China’s Installation Rush Expected to Drive Up Solar Industry Prices in 2Q25
March 27, 2025 | TrendForceEstimated reading time: 2 minutes
TrendForce’s latest findings reveal that government incentives in China are boosting overall solar demand and creating a sense of supply tightness in the PV module market. This surge is expected to trigger a moderate demand peak in March and April 2025, likely pushing prices across the solar value chain higher in the second quarter.
In late January and early February 2025, China announced new solar and renewable energy pricing regulations. Starting May 31st, solar installation will no longer benefit from fixed feed-in tariffs and will instead be priced based on market dynamics. This has triggered an installation rush—particularly for distributed solar systems located on or near end-user premises—which are expected to reach peak installation levels in the second quarter.
While the solar industry continues to maintain production discipline, the “531 New Policy” has further stimulated downstream demand. Polysilicon suppliers upstream have maintained low utilization rates over the past few months and show no signs of ramping up output in the short term. Consequently, polysilicon prices are likely to continue rising into the second quarter, with market expectations pointing to CNY 45/kg.
However, demand is expected to contract significantly in the third quarter once the installation rush subsides. Since electricity costs account for about 30% of raw material manufacturing, producers are likely to increase production during the summer hydroelectric season to take advantage of cheaper electricity. This could potentially lead to oversupply and downward pressure on prices.
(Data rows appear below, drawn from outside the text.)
PR #32, opened 2016-04-04
Clean filenames before uploading

chrfritsch:
After having some issues with dirty image filenames, we want to clean filenames before uploading. @Cyberschorsch, @IT-Cru and @dbosen please review if this would fit for your needs.


dbosen:
Please add an admin setting to enable / disable this functionality or extract it to another module which can be enabled / disabled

TrendForce notes that strong demand for wafers will continue into the second quarter, driven by the installation rush in China’s distributed generation market and recovering demand in other regions. Wafer prices are expected to keep rising with leading suppliers jointly raising prices and production remaining disciplined. Among them, 210R N-type (G12R N-type) wafers are expected to see the largest gains.
Meanwhile, April prices are projected to increase by over 3.5% MoM. While the wafer supply-demand balance remains stable in the second quarter, a sharp drop in demand is anticipated in the third quarter, which may cause wafer prices to fall depending on actual production levels.
On the cell front, rising module prices have begun to push up cell prices as well. Cell inventory levels remain healthy and most capacity expansion is concentrated among top-tier suppliers, which is supporting prices. In April, M10L TOPCon and G12 TOPCon cell prices are expected to rise by nearly 1.7% MoM, while G12R TOPCon may increase by 6.67%.
Given the pace of price transmission from downstream to upstream, cell prices are likely to be the first to respond to changes in module pricing. This upward trend may begin to shift in May, and by the third quarter, heightened competition is expected to drive continued price declines for solar cells.
TrendForce also highlights that the installation boom in distributed generation has led to a surge in module demand, which has prompted distributors to stockpile inventory aggressively. Leading module suppliers have raised prices multiple times, with spot prices hitting as high as CNY 0.73/W and average prices around CNY 0.70/W. Prices remain well-supported for now. Demand in other regions is stable, while traders in markets like Pakistan have increased imports, fearing that China’s rush to install will constrain global supply.
Looking ahead, demand may fall sharply as the installation peak passes by the end of the second quarter. Intense competition in the third quarter is expected to bring module prices back down to CNY 0.70/W—or even lower.